On Monday afternoon, the Chinese government announced a major shift from its decades-long one-child policy, saying it will soon allow couples to have up to three children.

After decades of authoritarian measures on family planning, the change means Chinese parents have seen the number of children they are allowed to have triple in less than 10 years – two children were allowed from 2016.

Announcing the decision, taken during a politburo meeting chaired by president Xi Jinping, Chinese state media framed it as a necessary step towards boosting the country’s birth rate and fixing the mounting issue of its ageing population. Experts believe the new reforms may simply not be enough, however.

The government’s worry arises from the latest once-in-a-decade census data, made public earlier in May, that revealed that China’s population is growing at its most sluggish pace since such records began. It showed that the country added only 72 million to its population in the past decade, the equivalent of a little over 5 per cent. The census result showed that along with China’s population growth decline, its demographic structure is “deteriorating, with a growing ageing population”.

For Chinese couples, it will be the first time in 40 years that they will be legally allowed to have three children, since the one child policy was imposed in 1980.

The problem the government faces now, though, is that it must deal with a cultural shift since the 1970s that means the strict rules are no longer the only reason keeping parents away from having more children.

Steve Tsang, director of SOAS’s China Institute, told The Independent: “The main reasons why the reproduction rate continues in a downward trend have more to do with the increasing costs of raising a child, the lack of daycare facilities, the discriminatory treatment of women and the increasing need for families to have two incomes to stay afloat.”

He believes changing the number of children permitted will “only affect those who can afford to have more children”.

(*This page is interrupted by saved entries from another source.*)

PR #6385, opened 2025-09-26
[PM-25923] Simplify and align ProfileOrganizationResponseModel and ProfileProviderOrganizationResponseModel

r-tome:
## 🎟️ Tracking

https://bitwarden.atlassian.net/browse/PM-25923

## 📔 Objective

Ensure `ProfileOrganizationResponseModel` and `ProfileProviderOrganizationResponseModel` have consistent properties and simplify their implementation.

Enforced consistency on both models through shared `BaseProfileOrganizationResponseModel` inheritance.

## ⏰ Reminders before review

- CI builds passed

## 🦮 Reviewer guidelines

### DIFF
--- a/src/Api/AdminConsole/Models/Response/BaseProfileOrganizationResponseModel.cs
+++ b/src/Api/AdminConsole/Models/Response/BaseProfileOrganizationResponseModel.cs
@@ -1,0 +1,139 @@
+﻿// FIXME: Update this file to be null safe and then delete the line below
+#nullable disable
+
+using System.Text.Json.Serialization;
+using Bit.Core.AdminConsole.Enums.Provider;
+using Bit.Core.AdminConsole.Models.Data;
+using Bit.Core.Auth.Enums;
+using Bit.Core.Auth.Models.Data;
+using Bit.Core.Billing.Enums;
+using Bit.Core.Billing.Extensions;
+using Bit.Core.Enums;
+using Bit.Core.Models.Api;
+using Bit.Core.Models.Data;
+using Bit.Core.Utilities;
+
+namespace Bit.Api.AdminConsole.Models.Response;
+
+/// <summary>
+/// Base class for profile organization response models that ensures all properties are fully populated.
+/// This class cannot be instantiated with an empty constructor to prevent incomplete hydration.
+/// </summary>
+public abstract class BaseProfileOrganizationResponseModel : ResponseModel
+{
+    protected BaseProfileOrganizationResponseModel(string type, BaseUserOrganizationDetails organization) : base(type)
+    {
+        Id = organization.OrganizationId;
+        Name = organization.Name;
+        Enabled = organization.Enabled;
+        Identifier = organization.Identifier;
+        ProductTierType = organization.PlanType.GetProductTier();
+        UsePolicies = organization.UsePolicies;
+        UseSso = organization.UseSso;
+        UseKeyConnector = organization.UseKeyConnector;
+        UseScim = organization.UseScim;
+        UseGroups = organization.UseGroups;
+        UseDirectory = organization.UseDirectory;
+        UseEvents = organization.UseEvents;
+        UseTotp = organization.UseTotp;
+        Use2fa = organization.Use2fa;
+        UseApi = organization.UseApi;
+        UseResetPassword = organization.UseResetPassword;
+        UsersGetPremium = organization.UsersGetPremium;
+        UseCustomPermissions = organization.UseCustomPermissions;
+        UseActivateAutofillPolicy = organization.PlanType.GetProductTier() == ProductTierType.Enterprise;
+        UseRiskInsights = organization.UseRiskInsights;
+        UseOrganizationDomains = organization.UseOrganizationDomains;
+        UseAdminSponsoredFamilies = organization.UseAdminSponsoredFamilies;
+        SelfHost = organization.SelfHost;
+        Seats = organization.Seats;
+        MaxCollections = organization.MaxCollections;
+        MaxStorageGb = organization.MaxStorageGb;
+        Key = organization.Key;
+        HasPublicAndPrivateKeys = organization.PublicKey != null && organization.PrivateKey != null;
+        ProviderId = organization.ProviderId;
+        ProviderName = organization.ProviderName;
+        ProviderType = organization.ProviderType;
+        LimitCollectionCreation = organization.LimitCollectionCreation;
+        LimitCollectionDeletion = organization.LimitCollectionDeletion;
+        LimitItemDeletion = organization.LimitItemDeletion;
+        AllowAdminAccessToAllCollectionItems = organization.AllowAdminAccessToAllCollectionItems;
+        SsoEnabled = organization.SsoEnabled ?? false;
+        if (organization.SsoConfig != null)
+        {
+            var ssoConfigData = SsoConfigurationData.Deserialize(organization.SsoConfig);
+            KeyConnectorEnabled = ssoConfigData.MemberDecryptionType == MemberDecryptionType.KeyConnector && !string.IsNullOrEmpty(ssoConfigData.KeyConnectorUrl);
+            KeyConnectorUrl = ssoConfigData.KeyConnectorUrl;
+            SsoMemberDecryptionType = ssoConfigData.MemberDecryptionType;
+        }
+    }
+
+    public Guid Id { get; set; }
+    [JsonConverter(typeof(HtmlEncodingStringConverter))]
+    public string Name { get; set; }
+    public bool Enabled { get; set; }
+    public string Identifier { get; set; }
+    public ProductTierType ProductTierType { get; set; }
+    public bool UsePolicies { get; set; }
+    public bool UseSso { get; set; }
+    public bool UseKeyConnector { get; set; }
+    public bool UseScim { get; set; }
+    public bool UseGroups { get; set; }
+    public bool UseDirectory { get; set; }
+    public bool UseEvents { get; set; }
+    public bool UseTotp { get; set; }
+    public bool Use2fa { get; set; }
+    public bool UseApi { get; set; }
+    public bool UseResetPassword { get; set; }
+    public bool UseSecretsManager { get; set; }
+    public bool UsePasswordManager { get; set; }
+    public bool UsersGetPremium { get; set; }
+    public bool UseCustomPermissions { get; set; }
+    public bool UseActivateAutofillPolicy { get; set; }
+    public bool UseRiskInsights { get; set; }
+    public bool UseOrganizationDomains { get; set; }
+    public bool UseAdminSponsoredFamilies { get; set; }
+    public bool SelfHost { get; set; }
+    public int? Seats { get; set; }
+    public short? MaxCollections { get; set; }
+    public short? MaxStorageGb { get; set; }
+    public string Key { get; set; }
+    public bool HasPublicAndPrivateKeys { get; set; }
+    public bool SsoBound { get; set; }
+    public bool ResetPasswordEnrolled { get; set; }
+    public bool LimitCollectionCreation { get; set; }
+    public bool LimitCollectionDeletion { get; set; }
+    public bool LimitItemDeletion { get; set; }
+    public bool AllowAdminAccessToAllCollectionItems { get; set; }
+    public Guid? ProviderId { get; set; }
+    [JsonConverter(typeof(HtmlEncodingStringConverter))]
+    public string ProviderName { get; set; }
+    public ProviderType? ProviderType { get; set; }
+    public bool SsoEnabled { get; set; }
+    public bool KeyConnectorEnabled { get; set; }
+    public string KeyConnectorUrl { get; set; }
+    public MemberDecryptionType? SsoMemberDecryptionType { get; set; }
+    public string FamilySponsorshipFriendlyName { get; set; }
+    public bool FamilySponsorshipAvailable { get; set; }
+    public DateTime? FamilySponsorshipLastSyncDate { get; set; }
+    public DateTime? FamilySponsorshipValidUntil { get; set; }
+    public bool? FamilySponsorshipToDelete { get; set; }
+    public bool IsAdminInitiated { get; set; }
+    public bool AccessSecretsManager { get; set; }
+    public Guid? UserId { get; set; }
+    public Guid? OrganizationUserId { get; set; }
+    public OrganizationUserStatusType Status { get; set; }
+    public OrganizationUserType Type { get; set; }
+    public Permissions Permissions { get; set; }
+    public bool UserIsClaimedByOrganization { get; set; }
+
+    /// <summary>
+    /// Obsolete property for backward compatibility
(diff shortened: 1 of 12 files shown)


src/Api/AdminConsole/Models/Response/BaseProfileOrganizationResponseModel.cs
```diff
@@ -0,0 +1,139 @@
...
+        LimitItemDeletion = organization.LimitItemDeletion;
+        AllowAdminAccessToAllCollectionItems = organization.AllowAdminAccessToAllCollectionItems;
+        SsoEnabled = organization.SsoEnabled ?? false;
+        if (organization.SsoConfig != null)
+        {
+            var ssoConfigData = SsoConfigurationData.Deserialize(organization.SsoConfig);
+            KeyConnectorEnabled = ssoConfigData.MemberDecryptionType == MemberDecryptionType.KeyConnector && !string.IsNullOrEmpty(ssoConfigData.KeyConnectorUrl);
+            KeyConnectorUrl = ssoConfigData.KeyConnectorUrl;
+            SsoMemberDecryptionType = ssoConfigData.MemberDecryptionType;
+        }
```
jrmccannon: Would sso config be null if Sso Is enabled?

r-tome: No, it will have a value https://github.com/bitwarden/server/blob/a36340e9ad08920e85bed9c200135158fa1ed9f2/src/Api/AdminConsole/Controllers/OrganizationsController.cs#L557

src/Api/AdminConsole/Models/Response/BaseProfileOrganizationResponseModel.cs
eliykat, line 1: This aligns the definition of the models, but we still need to make sure they are consistently populated:

1. The base class shouldn't contain properties only relevant to 1 of the models. In particular, `OrganizationUserId` and `UserIsClaimedByOrganization` don't apply to providers because there is no OrgUser involved (it joins through the ProviderUser table, not OrganizationUser). So their definition and initialization would be moved to the `ProfileOrganizationResponseModel`. At the moment they are defined on the base but only populated in 1 of the concrete models, which is what we want to avoid.
2. The base class should initialize all properties relevant to both models. At the moment, there is a bunch of organization information only initialized in the `ProfileOrganizationResponseModel` (almost everything in that constructor). We need to make sure that both queries return this information and it's populated on both models.

I think the outcome would be that all properties are defined initialized in the base class, except for `OrganizationUserId` and `UserIsClaimedByOrganization`.

src/Api/AdminConsole/Models/Response/BaseProfileOrganizationResponseModel.cs
```diff
@@ -0,0 +1,136 @@
...
+using Bit.Core.Enums;
+using Bit.Core.Models.Api;
+using Bit.Core.Models.Data;
+using Bit.Core.Utilities;
+
+namespace Bit.Api.AdminConsole.Models.Response;
+
+/// <summary>
+/// Base class for profile organization response models that ensures all properties are fully populated.
+/// This class cannot be instantiated with an empty constructor to prevent incomplete hydration.
```
eliykat: Suggestion: this could provide clearer instruction. e.g.

> Contains organization properties for both OrganizationUsers and ProviderUsers.
> Any organization properties in sync data should be added to this class so they are populated for both
> members and providers.

src/Api/AdminConsole/Models/Response/ProfileOrganizationResponseModel.cs
eliykat, line 1: Suggest this is renamed `ProfileMemberOrganizationResponseModel`.

Please add xmldoc for each, explaining their purpose:

> Sync data for organization members and their organization.
> Note: see ProfileProviderOrganizationResponseModel for organization sync data received by providers.

src/Core/AdminConsole/Models/Data/BaseUserOrganizationDetails.cs
eliykat, line 1: I've been told not to use inheritance in data models before. I don't feel strongly about it, but it does make sense to me to avoid inheritance and polymorphism etc. in DTOs that just represent query results. Another way to structure it would be to have a common interface that both classes implement. Or feel free to check with dbops if you want another opinion.

util/Migrator/DbScripts/2025-10-22_00_ProviderUserOrganizationSsoData.sql
eliykat, line 1: Any queries that read from this view will need to be refreshed as well.

src/Api/AdminConsole/Models/Response/BaseProfileOrganizationResponseModel.cs
r-tome: I intended to achieve both those points but I clearly missed. Thanks for pointing this out!

src/Api/AdminConsole/Models/Response/ProfileOrganizationResponseModel.cs
```diff
@@ -0,0 +1,41 @@
...
+    {
+        Status = organizationDetails.Status;
+        Type = organizationDetails.Type;
+        OrganizationUserId = organizationDetails.OrganizationUserId;
+        UserIsClaimedByOrganization = organizationIdsClaimingUser.Contains(organizationDetails.OrganizationId);
+        Permissions = CoreHelpers.LoadClassFromJsonData<Permissions>(organizationDetails.Permissions);
+        FamilySponsorshipAvailable = (organizationDetails.FamilySponsorshipFriendlyName == null || IsAdminInitiated) &&
+            StaticStore.GetSponsoredPlan(PlanSponsorshipType.FamiliesForEnterprise)
+            .UsersCanSponsor(organizationDetails);
+        AccessSecretsManager = organizationDetails.AccessSecretsManager;
```
eliykat, line 32: These properties are still defined on the base class but only initialized in this subclass. [Same issue as before.](https://github.com/bitwarden/server/pull/6385#discussion_r2389844684)

Double check me, but:
- `FamilySponsorshipAvailable` - I _think_ this indicates that the user has a family sponsorship they can redeem. Providers don't get family sponsorships so I think it's probably right that it only lives on this model. Check with Billing Team if unsure.
- `AccessSecretsManager` should be on the base class because it relates to the organization. But I think that providers don't get access to SM, so it should be set in the member model but overridden to `false` on the provider model. Check with Priya if unsure.

In both cases please add explanatory comments.

src/Api/Auth/Controllers/AccountsController.cs
```diff
@@ -339,15 +339,15 @@ await _providerUserRepository.GetManyOrganizationDetailsByUserAsync(user.Id,
     }
 
     [HttpGet("organizations")]
-    public async Task<ListResponseModel<ProfileOrganizationResponseModel>> GetOrganizations()
+    public async Task<ListResponseModel<ProfileMemberOrganizationResponseModel>> GetOrganizations()
```
eliykat: Ah, sorry about the code review bingo triggered by this naming change. You can undo it if you want.

src/Core/AdminConsole/Models/Data/IProfileMemberOrganizationDetails.cs
```diff
@@ -0,0 +1,60 @@
+﻿using Bit.Core.AdminConsole.Enums.Provider;
+using Bit.Core.Billing.Enums;
+
+namespace Bit.Core.AdminConsole.Models.Data;
+
+/// <summary>
+/// Interface defining common organization details properties shared between
+/// regular organization users and provider organization users for profile endpoints.
+/// </summary>
+public interface IProfileMemberOrganizationDetails
```
eliykat: It applies to both members and providers, so `IProfileOrganizationDetails` is probably a more accurate name.

test/Infrastructure.IntegrationTest/AdminConsole/Repositories/OrganizationUserRepository/OrganizationUserRepositoryTests.cs
```diff
@@ -541,6 +541,74 @@ public async Task GetManyDetailsByUserAsync_Works(IUserRepository userRepository
...
+        Assert.Null(orgWithoutSsoDetails.SsoEnabled);
+        Assert.Null(orgWithoutSsoDetails.SsoConfig);
+
+        // Cleanup
+        await ssoConfigRepository.DeleteAsync(ssoConfig);
+        await organizationUserRepository.DeleteAsync(orgUserWithSso);
+        await organizationUserRepository.DeleteAsync(orgUserWithoutSso);
+        await organizationRepository.DeleteAsync(organizationWithSso);
+        await organizationRepository.DeleteAsync(organizationWithoutSso);
+        await userRepository.DeleteAsync(user);
```
eliykat: I suggest we don't worry about cleaning up test data: https://bitwarden.slack.com/archives/C03UJFF9E9M/p1759209081233459

test/Infrastructure.IntegrationTest/AdminConsole/Repositories/OrganizationUserRepository/OrganizationUserRepositoryTests.cs
```diff
@@ -541,6 +541,74 @@ public async Task GetManyDetailsByUserAsync_Works(IUserRepository userRepository
         Assert.Equal(organization.UseAdminSponsoredFamilies, result.UseAdminSponsoredFamilies);
     }
 
+    [Theory, DatabaseData]
+    public async Task GetManyDetailsByUserAsync_ShouldPopulateSsoPropertiesCorrectly(
```
eliykat, line 542: I also think a general test would be worthwhile, which checks all properties, similar to the provider test.

test/Infrastructure.IntegrationTest/AdminConsole/Repositories/ProviderUserRepositoryTests.cs
```diff
@@ -0,0 +1,151 @@
...
+
+        // Cleanup
+        await ssoConfigRepository.DeleteAsync(ssoConfig);
+        await providerOrganizationRepository.DeleteAsync(providerOrganizationWithSso);
+        await providerOrganizationRepository.DeleteAsync(providerOrganizationWithoutSso);
+        await providerUserRepository.DeleteAsync(providerUser);
+        await providerRepository.DeleteAsync(provider);
+        await organizationRepository.DeleteAsync(organizationWithSso);
+        await organizationRepository.DeleteAsync(organizationWithoutSso);
+        await userRepository.DeleteAsync(user);
```
eliykat: Same here as above (if you agree)

test/Infrastructure.IntegrationTest/AdminConsole/Repositories/ProviderUserRepositoryTests.cs
```diff
@@ -0,0 +1,151 @@
...
+using Bit.Core.Entities;
+using Bit.Core.Repositories;
+using Xunit;
+
+namespace Bit.Infrastructure.IntegrationTest.AdminConsole.Repositories;
+
+public class ProviderUserRepositoryTests
+{
+    [Theory, DatabaseData]
+    public async Task GetManyOrganizationDetailsByUserAsync_ShouldPopulateSsoPropertiesCorrectly(
```
eliykat: Naming: this is specific to SsoProperties, but it checks all properties. I think it's good to check all properties but the test name should reflect this (or have separate tests).

test/Infrastructure.IntegrationTest/AdminConsole/Repositories/ProviderUserRepositoryTests.cs
```diff
@@ -0,0 +1,151 @@
...
+        await providerOrganizationRepository.DeleteAsync(providerOrganizationWithSso);
+        await providerOrganizationRepository.DeleteAsync(providerOrganizationWithoutSso);
+        await providerUserRepository.DeleteAsync(providerUser);
+        await providerRepository.DeleteAsync(provider);
+        await organizationRepository.DeleteAsync(organizationWithSso);
+        await organizationRepository.DeleteAsync(organizationWithoutSso);
+        await userRepository.DeleteAsync(user);
+    }
+
+    private static void AssertProviderOrganizationDetails(
```
eliykat, line 92: Looking at this again, the test helpers create a very basic organization without many properties set. That means most properties would default to null or false, which is indistinguishable from a sproc that is missing data (e.g. missing a column).

I suggest using Autodata to create the organization object so that it's populated with identifiable data. You can do this with `new Fixture().Create<T>();`.

test/Infrastructure.IntegrationTest/AdminConsole/Repositories/ProviderUserRepositoryTests.cs
r-tome: It had that name because initially it just checked SSO properties but I added the other ones afterwards

test/Infrastructure.IntegrationTest/AdminConsole/Repositories/ProviderUserRepositoryTests.cs
r-tome: I've added a private method that initializes all properties. To use `new Fixture()` I would have to add the `AutoFixture` package and it seemed to be out of scope here, I can add it later if you think its worth it.
Edit: I went back and edited `CreateTestOrganizationAsync` to set all the properties

test/Infrastructure.IntegrationTest/AdminConsole/Repositories/OrganizationUserRepository/OrganizationUserRepositoryTests.cs
r-tome: `GetManyDetailsByUserAsync_Works` already did that, I added the missing properties to it

src/Api/AdminConsole/Models/Response/ProfileOrganizationResponseModel.cs
r-tome: I double checked and you're right! The `FamilySponshorship` properties are in [OrganizationUserOrganizationDetailsView](https://github.com/bitwarden/server/blob/main/src/Sql/dbo/Views/OrganizationUserOrganizationDetailsView.sql) but not in [ProviderUserProviderOrganizationDetailsView](https://github.com/bitwarden/server/blob/main/src/Sql/dbo/Views/ProviderUserProviderOrganizationDetailsView.sql)

test/Infrastructure.IntegrationTest/AdminConsole/Repositories/ProviderUserRepositoryTests.cs
eliykat: The benefit of autofixture is that when a new property is added in the future, autofixture will automatically detect it and populate it. Otherwise, it relies on the dev to update the helper method to populate it, which they won't do if they've forgotten about it (and that's what we're trying to protect against).

I'm OK with leaving it for now though.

China’s earlier relaxation, announced in October 2015 and coming into effect the following year, did not bring about a drastic change in its population growth decline – the trend continued in 2017 and onwards. Mr Tsang believes the new rules will also have no more than a “marginal effect”.

“The real significance of the change is that it reflects a belated recognition by the Chinese government that China faces a demographic deficit, one that its previous policy entrenched,” he said.

China’s controversial policies on family planning have long raised concerns over human rights, with an enforcement system of fines for violators and even forced abortions.

In a statement, Joshua Rosenzweig, the head of Amnesty International’s China Team, said: “Governments have no business regulating how many children people have. Rather than ‘optimising’ its birth policy, China should instead respect people’s life choices and end any invasive and punitive controls over people’s family planning decisions.

“Under such a policy, couples could still be penalised for their decisions around childbirth,” he wrote. “Everyone, regardless of marital status, should be entitled to sexual and reproductive rights, including whether and when to become pregnant.”